Ever since the characterization of the ERD and ERS phenomena, there has been little to no discussion in the field of non-invasive Brain Computer Interfaces (BCI) as to whether these features accurately capture the task-related modulations of brain activity. Recent studies in neurophysiology have demonstrated that the ERD and ERS patterns only emerge as a result of averaging signal power over multiple trials. On a single trial level, beta band activity occurs in short, transient events, bursts, rather than as sustained oscillations. This indicates that the ERD and ERS patterns reflect accumulated, time-varying changes in the burst probability during each trial. Thus, beta bursts may carry more behaviourally relevant information than averaged beta band power. Studies in humans involving arm movements have established a link between the timing of sensorimotor beta bursts and response times before movement, as well as behavioural errors post-movement. Beta burst activity in frontal areas has also been shown to correlate with movement cancellation and recent studies show that activity at the motor unit level also occurs in a transient manner, which is time-locked to sensorimotor beta bursts.

Although beta burst rate has been shown to carry significant information, it still comprises a rather simplistic representation of the underlying activity. Indeed, complex burst waveforms are embedded in the raw signals, and can be characterized by a stereotypical average shape with large variability around it. The waveform features are neglected in standard BCI approaches, because conventional signal processing methods generally presuppose sustained, oscillatory and stationary signals, and are thus inherently unsuitable for analysing transient activity.

In contrast to beta, activity in the mu frequency band is oscillatory even in single trials. This activity is typically analysed using time-frequency decomposition techniques, which assume that the underlying signal is sinusoidal. However, there is now growing consensus that oscillatory neural activity is often non-sinusoidal and that the raw waveform shape can be informative of movement.
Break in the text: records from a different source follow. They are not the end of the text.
PR #985, opened 2021-02-08
chore: Move transpilation to generators

marikaner:
Having `execa` in utils breaks the frontend e2e tests. I was able to fix that to a certain degree, but this will also break for users who use the SDK in the frontend. In order to avoid that, I thought it might be nice, to for now just duplicate this one function and later on put this into a separate library as discussed.

Let me know if this makes sense for you.


jjtang1985 (approved):
Just fix the lint and go ahead.

FrankEssenberger:
As discussed with @jjtang1985 we will introduce later a new package to handle the shared generator methods.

In this project, the design of a subject-specific neurophysiological model to guide motor BCI training will be optimized using Magnetic Resonance Imaging (MRI) and Magnetoencephalography (MEG) for high spatial and biophysical specificity in the experimental group. Anatomical MR volumes will be used to design and 3D-print an individual head cast that will be used in the MEG scanner to stabilize the head position and minimize movements. This high-precision approach (hpMEG) has been proven to significantly improve source localization up to the level of distinguishing laminar activity, which makes it superior to EEG recording technique. An individualized hpMEG approach, as well as the widely adopted EEG, will be used to study bursts of oscillatory activity in the beta and mu frequency bands related to motor imagery and motor execution. hpMEG will yield subject-specific models of motor imagery that will be used to constrain online decoding of EEG data. This approach will be applied and validated on a group of healthy adult subjects and will then be compared against another feasibility group of patients and age-matched healthy participants. The proposed approach will be compared with a classic EEG-based BCI approach.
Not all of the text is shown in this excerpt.